Yes. Dracaena Fragrans Massangeana can be grown as both an indoor and outdoor plant. When grown indoors, the plant will produce upright cane-like stems, which reach a height of around five feet (1.5 meters).
Its tolerance to lower light conditions also makes this plant an excellent choice for offices or spaces that use artificial light.
– Is Dracaena Massangeana Toxic?
Yes. Dracaena Massangeana leaves contain saponins, which are toxic to cats and dogs if ingested. Our recommendation is to keep this plant out of reach of pets and kids.
– Does Dracaena Massangeana Flower?
Yes. Dracaena will bloom in the right growing conditions, producing clusters of small, white, or pinkish flowers with a pleasant scent. If you’re growing this plant in your garden, you will discover that it is also very popular with hummingbirds.
– Does Dracaena Massangeana Purify the Air?
Yes. Dracaena Fragrans was included in NASA’s Clean Air Study and was found to remove harmful chemicals from the air, such as formaldehyde, xylene, and toluene.
Growing Dracaena Massangeana is a good fit for beginners and expert gardeners.
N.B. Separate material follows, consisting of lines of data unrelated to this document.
PR #4275, opened 2021-02-23
polish(v2): Add more tags translations

slorber:
## Motivation

As part of the first Docusaurus LTR / Farsi site here: https://github.com/massoudmaboudi/datagit_v2.docusaurus/pull/5

I noted that some tags related translations were missing, so let's add them.

Using the `theme.tags` namespace because we'll reuse it for doc tags later


packages/docusaurus-theme-classic/codeTranslations/ru.json
```diff
@@ -10,7 +10,9 @@
   "theme.blog.post.paginator.newerPost": "Следующий пост",
   "theme.blog.post.paginator.olderPost": "Предыдущий пост",
   "theme.blog.post.readMore": "Читать дальше",
-  "theme.blog.tags": "Теги:",
+  "theme.tags.tagsPageLink": "Просмотреть все теги",
```
slorber, line 13: @lex111 going to merge now but feel free to edit if google translate failed for this string ;)

slorber: thanks :)

packages/docusaurus-theme-classic/codeTranslations/base.json
```diff
@@ -10,7 +10,9 @@
   "theme.blog.post.paginator.newerPost": "Newer Post",
   "theme.blog.post.paginator.olderPost": "Older Post",
   "theme.blog.post.readMore": "Read More",
-  "theme.blog.tags": "Tags:",
+  "theme.tags.tagsPageLink": "View All Tags",
+  "theme.tags.tagsPageTitle": "Tags",
+  "theme.tags.tagsListLabel": "Tags:",
```
Simek, line 15: Looks like duplicate to me, colon should not be a apart of translation string which will allow to reuse the 18n string.

slorber:
Will have to check but afaik punctuation should be left to translators and
not hard-coded.

I think some languages add a space or not before

For RTL the : is on the other side

Simek:
> I think some languages add a space or not before For RTL the : is on the other side 

@slorber In my opinion that's the reason why colon should be separated (and placed in the separate node/tag), so the RTL conversion handle most of changes like that automatically for the users. 🙂 

But to be honest I have only the experience with maintain the EU only multilingual sites, so I have not much RTL experience.

PR #4295, opened 2021-02-25
feat(v2): Add Interpolate / interpolate APIs + complete theme translations

slorber:
## Motivation

To provide exhaustive Docusaurus classic theme translations, we need a way to interpolate a string containing placeholders with string or JSX values.

This is particularly useful with the `Translate` component, when we need to wrap some placeholders in additional JSX like a Docusaurus Link, or have a substring being translated independently...

```jsx
<Translate
  id="team.profile.SebastienLorber.body"
  values={{
    website: (
      <Link to="https://sebastienlorber.com/">
        <Translate id="team.profile.SebastienLorber.body.websiteLinkLabel">
          website
        </Translate>
      </Link>
    ),
    devto: <Link to="https://dev.to/sebastienlorber">Dev.to</Link>
  }}
>
  {
    "React lover since 2014. Freelance, helping Facebook ship Docusaurus v2. He writes regularly, on his {{website}} and {{devto}}."
  }
</Translate>
```

Note:

- Most Docusaurus sites won't need this, so we only ship a very minimalistic and very lightweight solution with a home-made implementation.
- The goal is only to provide simple interpolation, not ship an advanced i18n runtime with pluralization, genders etc...
- If you need something more advanced for i18n, you'd rather use a library like [React-Intl FormattedMessage](https://formatjs.io/docs/react-intl/components/#formattedmessage)
- It was considered to ship a lightweight client-side markdown parser, but it is heavier

Sources of inspirations:

- https://github.com/Doist/react-interpolate
- https://github.com/Automattic/interpolate-components
- https://twitter.com/sebastienlorber/status/1364214597608230918

Other studied solutions:

- https://github.com/berezh/react-string-format
- https://github.com/developit/snarkdown
- https://github.com/probablyup/markdown-to-jsx
- https://github.com/Khan/simple-markdown
- https://github.com/janl/mustache.js/
- https://github.com/martinandert/react-interpolate-component
- https://react.i18next.com/legacy-v9/interpolate
- https://github.com/i18next/i18next/blob/685aa0feb47d027e72033a566d17e5f5b216bd0e/src/Interpolator.js

---

Also complete the theme translations

Also add a script to manage the default theme translations more easily for maintainers:

```
yarn workspace @docusaurus/theme-classic update-code-translations
```

yes

## Test Plan

tests + dogfooding


packages/docusaurus-theme-classic/src/theme/BlogTagsPostsPage/index.tsx
```diff
@@ -12,17 +12,29 @@ import BlogPostItem from '@theme/BlogPostItem';
 import Link from '@docusaurus/Link';
 import type {Props} from '@theme/BlogTagsPostsPage';
 import BlogSidebar from '@theme/BlogSidebar';
-import Translate from '@docusaurus/Translate';
+import Translate, {translate} from '@docusaurus/Translate';
 
-function pluralize(count: number, word: string) {
```
lex111, line 17: How is it possible to implement custom pluralization? For Slavic languages, [three forms (keys) are needed (one, few, other)](https://jsfiddle.net/sm9wgLze). So is it possible to enable such "advanced" pluralization by default? This can be done by extending the current templating syntax, like this (via new keyword `plural`):

For English:

```
{{count}} {plural count 'post', 'posts'}
```

For Slavic (eg. Russian):

```
{{count}} {plural count 'запись', 'записи', 'записей'}
```

The implementation code for this doesn't have to be complicated, I guess (eg https://kazupon.github.io/vue-i18n/guide/pluralization.html#custom-pluralization but without zero form).

slorber: We only have 2 labels with pluralization so far:
- the blog post tag page
- the search page

If we introduce a complex pluralization system just for those 2 pages, I'd like it to be very lightweight because:
- those two pages are not the most visible ones of a Docusaurus site
- most Docusaurus sites are not even translated

It would be annoying to increase significantly the size of a Docusaurus site just for those 2 pages.

At the same time, it would be annoying to not handle properly all locales in our classic theme 😅 

---

Do you think it can be sustainable to just duplicate the if/else and introduce the 3rd message like "fewBlogPosts"?

It would not be ideal as it adds unnecessary duplicate messages for most languages, but at the same time, a duplicate message might be lighter and simpler than a pluralization runtime.
(but maybe it wouldn't be possible to make this work for all locales)

lex111: I thought that this feature would be useful _not only_ for us, because we offer our own solution for localization sites, so sooner or later one of our users will need pluralization except for interpolation (since this will be public documented API?).

I just assumed that adding such a feature should not require a lot of code, eg to handle all three forms, we can use the following code:

```js
function declOfNum(number, titles) {
  cases = [2, 0, 1, 1, 1, 2];
  return titles[
    number % 100 > 4 && number % 100 < 20
      ? 2
      : cases[number % 10 < 5 ? number % 10 : 5]
  ];
}

declOfNum(4, ['запись', 'записи', 'записей']);
declOfNum(4, ['post', 'posts']);
```

slorber: 😓 what I understand is that pluralization rules for languages like Russian are quite complex.
Not sure how we could add those rules to Docusaurus in an efficient way. 

A function in the config wouldn't work as we need it to be available client-side. A config as JSON does not look like flexible enough for Russian, so we need to allow the user to pass a fn config to the client-side runtime (or load full CLDR data for the current locale)

lex111: So I don't understand, is it really going to increase the amount and complexity of current code? It just seems to me that this is one of the basic i18n features, which will definitely come in handy for someone (not only us).

According to [this page](http://docs.translatehouse.org/projects/localization-guide/en/latest/l10n/pluralforms.html?id=l10n/pluralforms), there are 14 languages with three plural forms, so we'd better take that into account if we want to provide a pluralization function.

slorber: @lex111 this is a basic feature that is quite complex in practice and very often not very well implemented.

If you want to use plurals everywhere, you'd rather load a full i18n library like react-intl. The goal of Docusaurus, in the end, is not to provide a full i18n runtime. The i18n needs for most sites are quite limited and most sites should not be penalized because of a few sites that want to be translated and have many plurals. 

To do things well, we could use the official CLDR data, use a parser to read it, use Intl polyfills, and use a full library like react-intl. That also means that a site that does not need any of this like Redux or others may end up with +50kb .min.gz. I don't think this is ideal.

Implementing all this correctly in a lightweight and future-proof way is complicated.
It is going to be possible soon on both NodeJS in recent browsers without polyfill so I'd like to avoid shipping too much complexity but mostly find a good enough solution, preferably using STD methods and small polyfills.

---

I think this PR is already an improvement compared to before with the hardcoded labels, so I'm going to write some doc and merge this if you don't mind. 

Will make another PR for handling the plurals.

I have an idea/proto to solve that plural problem using `Intl.PluralRules`. It is not perfect but is good enough to solve this issue without adding any additional core API and parsing logic.

lex111: Of course, of course, this is still awesome work, I will update the RU locale later in one of my PR.

slorber: Thanks

I've added a script to easily maintain the default translations if needed

slorber:
Going to use `{placeholder}` syntax instead of `{{placeholder}}`.

This way, the current is more compatible with the ICU format (subset of it). 

If we need to support more ICU features in the  future it won't require any breaking change, and will likely be better understood by translation softwares supporting ICU.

Here’s our quick recap of how to keep this plant happy and healthy:
- Dracaena Fragrans Massangeana is a tropical shrub native to Africa and can be grown both as a houseplant and in your garden.
- It has a slow growth rate but will eventually reach a height of over five feet.
- This plant can tolerate various conditions but will grow best in bright indirect light, moderate humidity, and well-draining, nutrient-rich soils.
- To keep the plant in shape and prevent it from growing too tall, you will need to give it a top cut once every few years.
- The easiest way to propagate dracaena is through stem cuttings, preferably in spring or summer.
- Dracaena Massangeana is tolerant to most pests and diseases but is sensitive to fluoride in tap water, poor-draining soils, and the occasional spider mite or mealybug infestation.
That wraps up everything you need to know about growing Dracaena Massangeana in your home or garden. Now that you know how to care for this plant, get ready to enjoy it for many decades to come.